Electrochemical aptasensors and point-of-care testing devices show promise but remain in early development, with substantial validation gaps. A portable, integrated, duplex, label-free electrochemical immunosensor demonstrated excellent performance in controlled conditions, achieving detection limits of 7.1-4.0 pg/mL for zearalenone and deoxynivalenol, respectively. However, such studies typically involve small cohorts of clinical samples and often lack independent external validation in independent populations—a critical requirement for diagnostic test qualification.
Matrix Effects, Cross-Reactivity, Standardization Failures in Laboratory Analysis
MATRIX-DEPENDENT ANALYTICAL PERFORMANCE VARIABILITY
One of the most poorly appreciated yet critically important limitations of mycotoxin testing is the phenomenon of matrix effects—the alteration of analyte response by co-extracted components in complex biological or food samples. Matrix effects are not merely technical nuisances but rather fundamentally compromise the validity of quantification across different sample types.

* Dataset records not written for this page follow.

PR #159, opened 2021-11-01
Remove AliasError

kulla:
After looking into the source code I found that `AliasError` can be
directly replaced with with the new type `operation::Error` since this error
type includes all necessary information necessary to handle an alias
query. Only when more fine grained information are necessary we should
include other error types.

### DIFF
--- a/server/src/operation.rs
+++ b/server/src/operation.rs
@@ -18,8 +18,11 @@ pub enum Error {
 
 impl From<sqlx::Error> for Error {
     fn from(error: sqlx::Error) -> Self {
-        Error::InternalServerError {
-            error: Box::new(error),
+        match error {
+            sqlx::Error::RowNotFound => Error::NotFoundError,
+            _ => Error::InternalServerError {
+                error: Box::new(error),
+            },
         }
     }
 }
--- a/server/src/alias/messages.rs
+++ b/server/src/alias/messages.rs
@@ -2,7 +2,7 @@ use actix_web::HttpResponse;
 use async_trait::async_trait;
 use serde::{Deserialize, Serialize};
 
-use super::model::{fetch, fetch_via_transaction, AliasError};
+use super::model::{fetch, fetch_via_transaction};
 use crate::database::Connection;
 use crate::instance::Instance;
 use crate::message::MessageResponder;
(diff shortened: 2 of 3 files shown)


server/src/operation.rs
```diff
@@ -18,8 +18,11 @@ pub enum Error {
 
 impl From<sqlx::Error> for Error {
     fn from(error: sqlx::Error) -> Self {
-        Error::InternalServerError {
-            error: Box::new(error),
+        match error {
+            sqlx::Error::RowNotFound => Error::NotFoundError,
+            _ => Error::InternalServerError {
+                error: Box::new(error),
+            },
```
inyono, line 25: I see two potential problems with this change:
- `sqlx::Error::RowNotFound` doesn't necessarily map to 404. While we still can catch a `RowNotFound` error beforehand and map it to something else, it becomes easier to miss such a potential bug because it's easy to just add a `?`.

Studies comparing analytical performance across multiple food matrices revealed that recoveries and matrix effects were constant over 23 orders of magnitude of analyte concentration in only some matrices (figs and maize). In contrast, limits of quantification varied by 2-90 for 90% of the investigated compounds. This variability means that limits of quantification established in one matrix do not reliably predict analytical performance in another, necessitating matrix-specific validation that is often not conducted in routine laboratory practice.
Ionization suppression or enhancement in mass spectrometry-based methods can alter measured analyte concentrations by 30% or more, depending on co-eluting substances. For example, in the analysis of mycotoxins in medicinal herbs, matrix effects resulted in signal enhancement of 24% in one herb species (Melissa officinalis) but 46% signal suppression in another (Malva sylvestris), indicating that matrix-matched calibration using a single herb matrix yields systematic quantification errors in the analysis of the other.
LACK OF HARMONIZED STANDARDS AND REFERENCE MATERIALS
The absence of internationally harmonized analytical standards and certified reference materials for mycotoxin analysis represents a systemic failure that undermines comparability across laboratories and over time. A survey of 19 control, commercial, and research laboratories from 12 countries participating in proficiency testing revealed substantial variability in analytical capabilities and methods.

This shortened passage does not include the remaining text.